Won't be too long before you can get an aftermarket grille to get rid of that fucking awful thing they've stuck on the front.


----------



## CH_Peter (May 16, 2002)

Don't worry, the number plate will cover it up in part - that'll make it so much better. :roll:


----------



## m7ttc (May 21, 2002)

spilmah said:


> I took my TT in for its 1st service last week and the guy that sold me my car 2 years ago came over and said " have you seen the new TT yet?, to which I replyed " No" so off he went and found the smallest photo of it lol, you couldnt really see much but it looked ok to me
> 
> He then asked me if he could put me down for one  "we'll see " I said 8)
> 
> ...


Odd that they are trying to get you to sign up. I remember buying my MKI TT from the dealer (I had an A4 at the time) and I had to beg them to take my deposit (they had a 9-12month waiting list at the time),


----------



## MacBuff (Aug 11, 2004)

GW1970 said:


> Autoexpress website:
> http://www.autoexpress.co.uk/news/60893 ... di_tt.html
> 
> "Audi's new design is sure to divide opinion" - not wrong there. So we haven't yet seen the coupe or roadster version. This pic is of the 3 door hatchback.

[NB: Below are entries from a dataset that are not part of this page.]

PR #241, opened 2021-05-03
Add muted text variant

bertramakers:
### Added

- Added `MUTED` variant for `Text` component

---

Ticket: https://jira.uitdatabank.be/browse/III-3997

Will be needed on the dashboard for past events, for example on the current one in AngularJS:
Screen Shot 2021-05-03 at 13 27 54

### DIFF
--- a/src/ui/Text.js
+++ b/src/ui/Text.js
@@ -1,9 +1,23 @@
 import PropTypes from 'prop-types';
+import { css } from 'styled-components';
 import { Box, boxPropTypes, getBoxProps } from './Box';
+import { getValueFromTheme } from './theme';
 
-const Text = ({ as, children, className, ...props }) => {
+const getValue = getValueFromTheme('text');
+
+const TextVariants = {
+  REGULAR: 'regular',
+  MUTED: 'muted',
+};
+
+const mutedCSS = css`
+  color: ${getValue('muted.color')};
+`;
+
+const Text = ({ as, children, className, variant, ...props }) => {
+  const css = variant === TextVariants.MUTED ? mutedCSS : ``;
   return (
-    <Box as={as} className={className} {...getBoxProps(props)}>
+    <Box as={as} className={className} css={css} {...getBoxProps(props)}>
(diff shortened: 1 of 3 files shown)


src/ui/Text.js
```diff
@@ -1,9 +1,23 @@
 import PropTypes from 'prop-types';
```
simon-debruijn, line 1: I don't know for sure if this requires a new variant for `Text` since this code can be reduced to 
`<Text color={getValue('muted.color')} />`.

bertramakers: Then we have to do that everywhere where we want to have muted text?

src/ui/Text.js
```diff
@@ -1,9 +1,23 @@
...
+  color: ${getValue('muted.color')};
+`;
+
+const Text = ({ as, children, className, variant, ...props }) => {
+  const css = variant === TextVariants.MUTED ? mutedCSS : ``;
   return (
-    <Box as={as} className={className} {...getBoxProps(props)}>
+    <Box as={as} className={className} css={css} {...getBoxProps(props)}>
       {children}
     </Box>
```
simon-debruijn, line 22:
```suggestion
    <Box as={as} className={className} color={variant === TextVariants.MUTED && getValue('muted.color')} {...getBoxProps(props)}>
      {children}
    </Box>
```

src/ui/Text.js
bertramakers: Plus it opens up a lot of flexibility, instead of making sure that text is always one of two colors every color becomes possible?

simon-debruijn: Yes if muted text is used a lot a variant can be handy. But you should use the color prop over the css props, it is exposed by Box

src/ui/Text.js
bertramakers: See 1ed6b7c

simon-debruijn (approved):
🎖️ 🎖️ 🎖️ Noice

One snag with this design, is that it doesn't look much different in size than the existing TT, so the raised roofline at the rear isn't going to be much use unless the people in the back seats are children with top hats on.

The guy who PS'd it should be sacked as none of the grill elements line up correctly, the relections from the lower half are the opposite from the upper half.

John


----------



## M4L__TT (Mar 25, 2004)

Looks like Hyundai have taken over Audi what an awful designed grill.As the grill and wheels (other than body)are some of the most important parts of the car design I cannot imagine anyone at Audi A.G. letting this out on the road.
The car is clearly a hatch and therefore has not fitted into any previous marketing plan in the past for the tt range and is unlikely to do so for the future.
As for dealers taking deposits on the new tt ,they do not know their allocations for 2006, yet so how they know how many new tt's they will get when it finally gets launched beats me.
regards malc


----------



## Rebel (Feb 12, 2005)

This car will be on the detroit motor show next month.
Audi will look at the reactions from the people.

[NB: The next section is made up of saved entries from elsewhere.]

PR #244, opened 2021-05-05
Remove incorrect boxPropTypes usage

simon-debruijn:
### Fixed

- boxPropTypes, stackPropTypes and inlinePropTypes aren't objects with proptypes anymore but an array of strings

```
Warning: Failed prop type: Checkbox: prop type `35` is invalid; it must be a function, usually from the `prop-types` package, but received `string`.This often happens because of typos such as `PropTypes.function` instead of `PropTypes.func`.
```

### DIFF
--- a/src/components/pages/login/[language].js
+++ b/src/components/pages/login/[language].js
@@ -6,7 +6,7 @@ import { Trans, useTranslation } from 'react-i18next';
 import { css, keyframes } from 'styled-components';
 
 import { useCookiesWithOptions } from '@/hooks/useCookiesWithOptions';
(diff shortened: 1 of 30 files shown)


bertramakers:
Will we re-add these prop-types then when we convert these components to Typescript or how do you see this working in the future?

simon-debruijn:
> Will we re-add these prop-types then when we convert these components to Typescript or how do you see this working in the future?

All `prop-types` will be removed in favor of `TS types`.

bertramakers (approved):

In the "auto, motor und sport"...... was this article also with a story behind this car.
The new TT is planned for summer/fall 2006.

My english is not that good, otherwise i had translated the whole story :?


----------



## A3DFU (May 7, 2002)

I still don't believe that it is a picture of the new TT.

I believe that what has been posted is a photoshoped A3. Just look at the grille: the vertical lines are not even continuous :?


----------



## Karcsi (Mar 6, 2003)

If they are talking about 2008 for a launch, that's 5 years after the current A3 was introduced, so likely to be its replacement. However, when has Audi revealed the shape of a new model 3 years in advance?


----------



## A3DFU (May 7, 2002)

I don't believe it *is* the new A3. All I am saying is that I believe that who ever "took the picture of the new TT" has done nothing but a photshop job on a A3.


----------



## Guest (Oct 13, 2005)

Rebel said:


> This car will be on the detroit motor show next month.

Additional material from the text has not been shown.